DNP project manager, Gevon Moss, said: “There are height restrictions. All of the stakeholders have been to the table and discussed what kind of concessions they want, and that will really help to active that particular area, inclusive of a boardwalk, which will showcase the harbour - a unique feature of downtown.
“Height restrictions are definitely one of the issues. Some proposals I have seen are higher than four storeys, and I think I saw one that was around seven. A boardwalk idea will allow traffic to move easily to all the amenities that are going to be built and attached to that boardwalk.”
Former Deputy Prime Minister Brent Symonette, in a recent Tribune Business interview, urged the Government to “stop buck passing” and decide final plans for Nassau’s harbour front boardwalk.
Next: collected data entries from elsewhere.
PR #6362, opened 2016-01-07
Organization user quota UI

### LINKED ISSUE #5363: Organization user quotas
Related https://github.com/CartoDB/cartodb/issues/4884

Possible new feature: add custom twitter credits to user (until now credits limit is the same for all users).

cc/ @saleiva @javisantana @Kartones @juanignaciosl

MariaCheca:
Closes #5363 

untitled

CR @viddo cc/ @xavijam


lib/assets/javascripts/cdb
```diff
@@ -1 +1 @@
-Subproject commit 3798323b953318576fac7ef00dede0aeec81e978
+Subproject commit be76b55caeeb0dfc147e3fa36628d9e215717ce5
```
viddo: Why have cartodb.js changed?

lib/assets/javascripts/cartodb/organization/entry.js
```diff
@@ -4,7 +4,7 @@ var HeaderView = require('../common/views/dashboard_header_view');
 var SupportView = require('../common/support_view');
 var HeaderViewModel = require('./header_view_model');
 var LocalStorage = require('../common/local_storage');
-var QuotaProgressBar = require('./organization_progress_bar');
+var UserQuota = require('./organization_quota');
```
viddo: We have as a convention to name variables and filenames consistently and suffix them with the kind it represents, e.g. `OrganizationQuotaView` / `organization-quota-view.js`, makes it easier read/interpret/browse/search files and vars throughout the codebase.

lib/assets/javascripts/cartodb/organization/entry.js
```diff
@@ -146,20 +146,17 @@ $(function() {
...
-      )
+    // User quota main view
+    if (this.$('.js-userQuota').length > 0 && organization && this.$('#user_quota').length > 0) {
+      new UserQuota({
+        el: this.$('.js-userQuota'),
+        model: new cdb.core.Model({
+          orgQuota: organization.get('quota_in_bytes'),
+          orgUsedQuota: organization.get('used_quota_in_bytes'),
+          userUsedQuota: used_user_quota,
+          userQuota: assigned_user_quota
```
viddo: 1. Taking out values from an existing model is a bit of anti-pattern, since then we don't have a "single source of truth" anymore (in case some other view/model rely on this value to calculate something), why not use the organization model?
2. I presume the last two variables are set in the `window` context somewhere (rails template?), we should avoid have loose vars. The suffix hint that these values belong to the organization user, so why not provide them through `organizationUser`?

lib/assets/javascripts/cartodb/organization/entry.js
viddo: …just to clarif,: should be applied from now on going forwrad, so no need to fix all existing vars/files used in the file, but at least the changed/new files in this PR. :)

lib/assets/javascripts/cartodb/organization/organization_quota_slider.js
```diff
@@ -0,0 +1,68 @@
...
+        title: function() {
+          var orgAvailableQuota = view_model.get('orgQuota') - view_model.get('orgUsedQuota');
+          var quotaPer = (view_model.get('userQuota') * 100) / orgAvailableQuota;
+          return quotaPer.toFixed(0) + "% of the available org quota";
+        }
+      })
+    );
+  }
+
+})
```
viddo: As a general rule, the views should never have to know about domain knowledge (I.e. calculations of quotas, in this case). That would be better of in a model (or value object of some kind), that can be tested in isolation.

lib/assets/javascripts/cartodb/organization/organization_quota_slider.js
```diff
@@ -0,0 +1,68 @@
...
+    var userQuota = this.model.get('userQuota');
+    var orgAvailableQuota = this.model.get('orgQuota') - this.model.get('orgUsedQuota');
+    var assignedPer = (userQuota * 100) / orgAvailableQuota;
+
+    $('.ui-slider-range').css('width', assignedPer + '%');
+    $('.js-quotaProgressSlider').css('left', assignedPer + '%');
+  },
+  
+  _showTooltip: function() {
+    var view_model = this.model;
```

Mr Symonette told Tribune Business that harbourfront real estate owners had been waiting several months for the Christie administration to determine the way forward.
Recalling the last meeting with the Prime Minister, Mr Symonette said the Government wanted to hire another consultant, at a cost of $150,000-$170,000, to develop a purported ‘boardwalk masterplan’.
He said that the waterfront property owners rejected this, arguing that enough studies had been performed, and this would in effect be a ‘report to go over another report’.
Mr Symonette said his family and other property owners had provided the Government with various options for the boardwalk, which is supposed to run east from the British Colonial Hilton all the way to Potter’s Cay Dock.
They were now “waiting for answers” from the Government on what is supposed to be the next major project to spur downtown Nassau’s revitalisation, following the $2 million upgrade to Pompey Square.
And Mr Symonette warned that downtown Nassau’s major property owners, his family among them, would not invest in the redevelopment of their landholdings until the Government gave them “the rules of the game”.
Mr Symonette identified potential changes to height restrictions on downtown Nassau buildings as one key issue awaiting such a decision.
As recently reported by Tribune Business, China also has interest in downtown Nassau which goes far beyond the potential British Colonial Hilton purchase, having presented Prime Minister Perry Christie with a ‘Master Plan’ to redevelop Bay Street and surrounding areas.
Highly-placed sources confirmed to this newspaper that Chinese interests have developed their own EDAW-style comprehensive plan to revitalise the city of Nassau - involving their own real estate acquisitions and developments - and quietly presented this to the Government.
Tribune Business contacts close to the administration confirmed that talks between Chinese state-owned interests, likely China State Construction, and the Government have taken place, but the discussions are at an early stage and nothing has been agreed or decided.
Mr Moss yesterday told Tribune Business the DNP had yet to see the plans being proposed by the Chinese.
DNP managing director Ed Fields recently told Tribune Business that he would be “all for” development that would bring “jobs, life and the economic activity” to Bay Street, arguing that it was time to “step out of our self-imposed xenophobic space and get it done”.